Wedding Makeup Artists


Drunken Doughnuts

Ok, having one too many, it’s not uncommon and perhaps a wedding is the one place to let your hair down. However, drinking so much you end up twerking the cute waiter into a corner tight corner before pole dancing in front of the younger guests is not nice for anyone. Especially the poor waiter.

Dress Decisions

If the bridesmaid dress you’re being forced to wear simply isn’t your colour or is just plain hideous than sadly it’s tough.
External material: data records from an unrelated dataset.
PR #197, opened 2017-12-11
Fix bash_completion path in deb.

### LINKED ISSUE #195: Bash completion not working with deb package
I installed the new Debian package (fd-musl_6.1.0_amd64.deb) on Ubuntu 17.10 and bash completion is not working.

I'm *definitely* no expert in this, but based on other files on my system, what I tried and seems to work was to move the `/usr/share/bash_completion/completions/fd/fd.bash-completion` file to `/usr/share/bash-completion/completions/fd`.

(It also used to work for me when I manually moved the `fd.bash-completion` file to `/etc/bash_completion.d`.)

tmccombs:
Fixes #195

### DIFF
--- a/ci/before_deploy.bash
+++ b/ci/before_deploy.bash
@@ -85,7 +85,7 @@ make_deb() {
     install -Dm644 LICENSE-APACHE "$tempdir/usr/share/doc/$PROJECT_NAME/LICENSE-APACHE"
 
     # completions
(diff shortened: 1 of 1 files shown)


sharkdp:
Thank you for fixing this. There was a related change that was already included in 6.1.0, but somehow I managed to forget to update the master branch. It would be great if you could resolve the conflicts and rebase this (tests should also be fine then).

It’s not about how you look on the day, this is about her wedding photos and the wedding she wants to create so you’ve got to be a big girl and get on with it (unless she says “gingham hipster style” in which case call the fashion police immediately!).

Line of Fire

Wedding photographers have been hired, you don’t need to keep leaping up and capturing every moment on your iPhone, all you’re doing is bombing the photographer and getting in his line of fire.

Sit Down!

The seating plan can be one of the most difficult and potentially combustible wedding issues. If you’re not sitting with everyone you’d prefer the chances are the happy couple are using you sane few to help split up feuding family members. Don’t make things harder by asking the bride to make changes.

Hint Hint

You’ve realised one plan of the wedding isn’t to your liking (one of the above?) but of course wouldn’t dream of complaining. Instead you’re going to drop what you think is a subtle hint, which is just so much worse. It’s underhand and will not go unnoticed by the bride who after 6 months of planning is barely holding it together but will drop everything to go and make a voodoo doll of you. Don’t say we didn’t warn you.